Now from these testimonies it is plain that to attain the rank of sons of God in the Eternal World -- where indeed all are sons without exception -- human beings without respect to age, sex or condition, must believe and obey the truth; for "without faith it is impossible to please God"; (Heb. 11:6) it does not except infants, idiots, and pagans; but it declares the principle without qualification. If faith then be required, it is manifest that God designed to move men by motive, not by necessity-- but by intellectual and moral considerations .

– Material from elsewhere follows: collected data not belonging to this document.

PR #823, opened 2025-01-24
Sync DrupalKernel synthetic services

### LINKED ISSUE #818: Handle DrupalKernel synthetic services
`DrupalKernel` registers 3 [synthetic services][synthetic-services] and instantly hardcodes aliases for two of them.

https://github.com/drupal/drupal/blob/c6bc6ebf27480b08b4c9ed5a7099ff5eef7e4348/core/lib/Drupal/Core/DrupalKernel.php#L1338-L1345

`mglaman\PHPStanDrupal\Drupal\DrupalAutoloader::register()` only provides information about services defined in the `*.services.yml` file, so those two services aren't detected.

This simple example triggers a problem:

```php
<?php

use Drupal\Core\DependencyInjection\ContainerInjectionInterface;
use Symfony\Component\DependencyInjection\ContainerInterface;

class Foo implements ContainerInjectionInterface {

  public function __construct(
    private ContainerInterface $container,
  ) {}

  public static function create(ContainerInterface $container): self {
    return new self(
      $container->get(ContainerInterface::class),
    );
  }

}
```

produces on PHPStan level 7:

```
  14     Parameter #1 $container of class Foo constructor expects Symfony\Component\DependencyInjection\ContainerInterface, object given.  
         🪪  argument.type 
```

If create is replaced by:

```
    return new self(
      $container,
    );
```

there is no error.

This is a kind of edge case scenario, but it raises a question: should this package handle it in some way? Considering that the services are not detected, this means that anything that is registered or changed by a service provider or compiler pass will not be detected. Perhaps it would be possible to improve things in general, rather than just this specific case?

[synthetic-services]: https://symfony.com/doc/current/service_container/synthetic_services.html

Niklan:
Closes #818 

This PR synchronizes current `DrupalKernel` synthetic service definitions with the `DrupalAutoloader`.

```php
    // Register synthetic services.
    $container->register('class_loader')->setSynthetic(TRUE);
    $container->register('kernel', 'Symfony\Component\HttpKernel\KernelInterface')->setSynthetic(TRUE);
    $container->register('service_container', 'Symfony\Component\DependencyInjection\ContainerInterface')->setSynthetic(TRUE);

    // Register aliases of synthetic services for autowiring.
    $container->setAlias(DrupalKernelInterface::class, 'kernel');
    $container->setAlias(ContainerInterface::class, 'service_container');
```

https://github.com/drupal/drupal/blob/c6bc6ebf27480b08b4c9ed5a7099ff5eef7e4348/core/lib/Drupal/Core/DrupalKernel.php#L1338-L1345


src/Drupal/DrupalAutoloader.php
```diff
@@ -108,7 +109,10 @@ public function register(Container $container): void
         // Attach synthetic services
         // @see \Drupal\Core\DrupalKernel::attachSynthetic
         $this->serviceMap['kernel'] = ['class' => DrupalKernelInterface::class];
+        $this->serviceMap[DrupalKernelInterface::class] = ['alias' => 'kernel'];
         $this->serviceMap['class_loader'] = ['class' => ClassLoader::class];
+        $this->serviceMap['service_container'] = ['class' => \Drupal\Component\DependencyInjection\Container::class];
```
Niklan, line 114: I'm not sure if this should be aliased to `DrupalContainer`?

Niklan: I guess the linter tells itself. :smile:

mglaman (approved):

Behold, then, the conclusion of the matter. There are two Systems, or Worlds, in the purpose of God; the one, the Animal, the other, the Spiritual. Out of the animal, as the aggregate of buildings materials, God designs to elaborate the Spiritual World, as a new palace in His empire. This new dwelling place for the Divine Majesty is to consist of a sealess and luminous globe, and peopled with myriads of glorious, honourable, and incorruptible men, of equal rank and station with the angelic host. The means by which He proposed to consummate this magnificent conception were, first by His creative energy; secondly by His providential arrangements; thirdly, by the moral force of truth, argued and attested; and lastly, by judgment, and recreative energy in the destruction of the wicked and formation of the New Earth.
The principle upon which animal men might attain to the Angelic Order in the Spiritual World of which we speak, He has laid down as a voluntary obedience to His law under the several constitutions He has arranged. Hence, He created man "free to stand and free to fall" -- capable of doing, or not doing, as he preferred; but responsible for the consequences to the extent of the knowledge imparted to him. It is true, God could have ordered things otherwise, and have prevented much present suffering; but He did not, and the best reason that can be given is, that it was not His pleasure.